__THE RECORDS__.
PR #5428, opened 2023-05-03
Fix the number of RocksDB log files to the last one week

ahamlat:
Signed-off-by: Ameziane H <ameziane.hamlat@consensys.net

## PR description
Fix the number of RocksDB LOG files to 5 with 100 MB for each LOG file.
These logs are not to be confused with [number].log files which represent WAL files.

EDIT : Following Simon suggestion and Fabio's idea, I changed the policy retention to keep 7 daily log files.


plugins/rocksdb/src/main/java/org/hyperledger/besu/plugin/services/storage/rocksdb/segmented/RocksDBColumnarKeyValueStorage.java
```diff
@@ -78,6 +78,10 @@
   protected static final long ROCKSDB_BLOCKCACHE_SIZE_HIGH_SPEC = 1_073_741_824L;
   /** RocksDb memtable size when using the high spec option */
   protected static final long ROCKSDB_MEMTABLE_SIZE_HIGH_SPEC = 1_073_741_824L;
+  /** RocksDb number of log files to keep on disk */
+  private static final long NUMBER_OF_LOG_FILES_TO_KEEP = 5;
+  /** RocksDb Max size of each log file */
+  private static final long MAX_LOG_FILE_SIZE = 104_857_600L;
```
siladu, line 84: Does this mean we will always fill up 500MB worth of logs if the node has been up for long enough, or might the files get rotated for reasons other than hitting the 100MB size?

siladu (commented):
My preference would be to default to a lot less than 500MB overall log size and allow the user to configure it themselves if they want more for debugging purposes. I'm not sure what the appropriate size might be, but keeping logs for a few days to a week seems reasonable.

siladu:
Will this automatically cleanup any existing LOG.old* files that already exist?

plugins/rocksdb/src/main/java/org/hyperledger/besu/plugin/services/storage/rocksdb/segmented/RocksDBColumnarKeyValueStorage.java
ahamlat: From what I noticed, there is a new log file for each restart.

ahamlat:
I didn't find a way in RocksDB API to limit the size of the LOG files to some period, like the last week. 
Form what I understand setLogFileTimeToRoll will specify the time interval for the info log file to roll (in seconds), but you still need to define the number of log files.
https://github.com/facebook/rocksdb/blob/a11f1e12ca95ae6795f0a0674c3a3dbf82c157e9/logging/auto_roll_logger.cc#L36
My estimation on a staking node is between 15 and 20 MB per day, this rate is bigger during sync period as there're more compaction and more workload in general.

siladu:
> My estimation on a staking node is between 15 and 20 MB per day, this rate is bigger during sync period as there're more compaction and more workload in general.

How about 7 files with a max of 20MB each?

ahamlat:
> How about 7 files with a max of 20MB each?

It is actually possible like you suggested in the first place, we just need to set the time to roll to one day and keep seven files. I'm going to do it, thanks to @fab-10

plugins/rocksdb/src/main/java/org/hyperledger/besu/plugin/services/storage/rocksdb/segmented/RocksDBColumnarKeyValueStorage.java
```diff
@@ -78,6 +78,10 @@
   protected static final long ROCKSDB_BLOCKCACHE_SIZE_HIGH_SPEC = 1_073_741_824L;
   /** RocksDb memtable size when using the high spec option */
   protected static final long ROCKSDB_MEMTABLE_SIZE_HIGH_SPEC = 1_073_741_824L;
+  /** RocksDb number of log files to keep on disk */
+  private static final long NUMBER_OF_LOG_FILES_TO_KEEP = 5;
```
fab-10, line 82: In the PR title you say one week, while here the number is 5, should it be 7?

fab-10 (commented):
LGTM, just a question

fab-10 (approved):

macfarla (approved):

siladu (approved):
LGTM, glad the time roll worked :)

PR #5429, opened 2023-05-03
Move Big EOF out of Cancun

shemnon:
Move the implementation of "big" eof into Future EIPs, out of cancun. Also, create space for Prague, Osaka, and Bogota forks in the EVM code.


evm/src/main/java/org/hyperledger/besu/evm/MainnetEVMs.java
```diff
@@ -419,7 +419,7 @@ public static EVM constantinople(
   }
 
   /**
-   * Constantinople operations registry.
+   * Constantinople operations operation registry.
```
siladu, line 422: nit: "operations operation" reads weird to me

evm/src/main/java/org/hyperledger/besu/evm/MainnetEVMs.java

__WORK INSTRUCTION__. Looking at the material above, say how many of its lines include "sync", and give nothing besides the number.

__TASK SOLUTION__. 2